PR #935, opened 2019-07-19
Adding reference to Nuget package of LevelDB.Standard

eryeer:
Here is the reference change of LevelDB and the unit test of Persistence module that related to the change.


neo.UnitTests/TestUtils.cs
```diff
@@ -108,5 +108,29 @@ public static Transaction CreateRandomHashTransaction()
 
             return newObj;
         }
+
+        public static void DeleteFile(string file)
+        {
```
shargon: Rename it to `DeleteFiles` or `DeleteFolder`

neo/Persistence/LevelDB/DbCache.cs
```diff
@@ -18,19 +19,19 @@ public class DbCache<TKey, TValue> : DataCache<TKey, TValue>
         public DbCache(DB db, ReadOptions options, WriteBatch batch, byte prefix)
         {
             this.db = db;
-            this.options = options ?? ReadOptions.Default;
+            this.options = options ?? new ReadOptions();
```
shargon: this new is IDisposable, we should Dispose it in this class too

neo/Persistence/LevelDB/DbMetaDataCache.cs
```diff
@@ -17,26 +17,25 @@ public DbMetaDataCache(DB db, ReadOptions options, WriteBatch batch, byte prefix
             : base(factory)
         {
             this.db = db;
-            this.options = options ?? ReadOptions.Default;
+            this.options = options ?? new ReadOptions();
```
shargon: Same here, IDisposable

neo/neo.csproj
```diff
@@ -23,6 +23,7 @@
   <ItemGroup>
     <PackageReference Include="Akka" Version="1.3.11" />
     <PackageReference Include="K4os.Compression.LZ4" Version="1.1.3" />
+    <PackageReference Include="LevelDB.Standard" Version="2.1.5" />
```
shargon: I am scared about this, i love nugets, but this is a very humble nugget, so how could we are sure that the owner don't cheat us?

neo.UnitTests/TestUtils.cs
shargon: Is not used?

neo/neo.csproj
eryeer: @erikzhang , please please take a consideration about this.

neo/Persistence/LevelDB/DbMetaDataCache.cs
```diff
@@ -37,5 +38,14 @@ protected override void UpdateInternal(T item)
         {
             batch?.Put(new byte[] { prefix }, item.ToArray());
         }
+
+        public override void Dispose()
+        {
+            if (options != null)
+            {
+                MethodInfo method = options.GetType().GetMethod("FreeUnManagedObjects", BindingFlags.NonPublic | BindingFlags.Instance);
```
shargon: it haven't got Dispose? this reflection is very slow

neo/Persistence/LevelDB/DbCache.cs
```diff
@@ -53,5 +54,13 @@ protected override void UpdateInternal(TKey key, TValue value)
         {
             batch?.Put(SliceBuilder.Begin(prefix).Add(key).ToArray(), value.ToArray());
         }
+
+        public override void Dispose()
+        {
+            if (options != null) {
+                MethodInfo method = options.GetType().GetMethod("FreeUnManagedObjects", BindingFlags.NonPublic | BindingFlags.Instance);
```
shargon: it haven't got Dispose? this reflection is very slow

neo/Persistence/LevelDB/DbMetaDataCache.cs
eryeer: Oh yes, I made a mistake.

neo/neo.csproj
lock9: @shargon  can't we "have our own"? Like "neo leveldb" in nuget?

neo.UnitTests/Persistence/UT_Store.cs
```diff
@@ -0,0 +1,182 @@
...
+
+        [TestMethod]
+        public void TestGetBlocks()
+        {
+            Snapshot snapshot = store.GetSnapshot();
+            TrimmedBlock block = new TrimmedBlock();
+            block.ConsensusData = new ConsensusData();
+            block.MerkleRoot = UInt256.Parse("0xa400ff00ff00ff00ff00ff00ff00ff00ff00ff00ff00ff00ff00ff00ff00ff02");
+            block.PrevHash = UInt256.Parse("0xa400ff00ff00ff00ff00ff00ff00ff00ff00ff00ff00ff00ff00ff00ff00ff01");
+            block.Timestamp = new DateTime(1968, 06, 01, 0, 0, 0, DateTimeKind.Utc).ToTimestamp();
```
lock9: Hello,
This date is not "adequate". It is before the "big bang" (01/01/1970). Could you use a more "reliable" date? I don't know the effects of this usage. Probably an overflow?

lock9:
I have tons of issues with the current leveldb. It takes more than 1 hour for a new developer to compile and make it work properly. I think this PR is great, I wish we could add this to NEO 2, but I don't think we have the time for that.

shargon:
I love the PR too, in fact i think that this is needed, but at same time i am scared about it. In the native code is so easy to hide a backdoor ... at least, we should release neo version with our own native leveldb.dll

neo.UnitTests/Persistence/UT_Store.cs
eryeer: OK，I will update it. Perhaps there is a risk when the date is before 1970.

neo/neo.csproj
erikzhang: This is a problem.

We also have a leveldb package on nuget, but it does not currently support .NET Core.

https://www.nuget.org/packages/LevelDB.Net/

Maybe we should modify this package and use it?

shargon: I prefer to fork it and modify it. Then will be owned by neo.

devhawk:
@lock9 Can you share the instructions for compiling leveldb for use with NEO?

devhawk:
Reminder that C# can hide back doors too. Both Akka and K4os.Compression.LZ4 use unsafe code. Whatever process and policy used to monitor native dependencies like leveldb should also be used to monitor managed dependencies as well.

igormcoelho:
I love the unit tests on this PR, and I'm neutral regarding leveldb. If it's system managed, or nuget managed, it doesn't add extra security in my opinion.

devhawk:
Package management is clearly *NOT* a security system: https://haacked.com/archive/2019/06/11/package-mwanager-security/

neo/neo.csproj
devhawk: I was able to compile leveldb from google's repo and deploy it to work with neo-cli locally. So wouldn't it make more sense to start with the google's source than any other fork of the leveldb code?

Tommo-L:
Hi everyone, could we fork it, check and modify it, then release a neo version finally. It's easy for us to practice by this way. And it's more simpler for users by using nuget , they don't need to install the leveldb by themselves.  😂

erikzhang:
We are going to use RocksDB, I think. #966 😂

eryeer:
I will close this pr, since this change is replaced by RocksDB change.

shargon:
This should be migrated to a plugin when Istorage is ready

eryeer:
> This should be migrated to a plugin when Istorage is ready

Sure, I can reopen it or create a new PR then.

shargon:
I am waiting with RocksDB opened as remember, when IStorage is ready, we can move it to `neo-plugins`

========================================

*Action item*
Which lines of the data above contain "security"? Copy each one.

*Exercise output*
I love the unit tests on this PR, and I'm neutral regarding leveldb. If it's system managed, or nuget managed, it doesn't add extra security in my opinion.
Package management is clearly *NOT* a security system: https://haacked.com/archive/2019/06/11/package-mwanager-security/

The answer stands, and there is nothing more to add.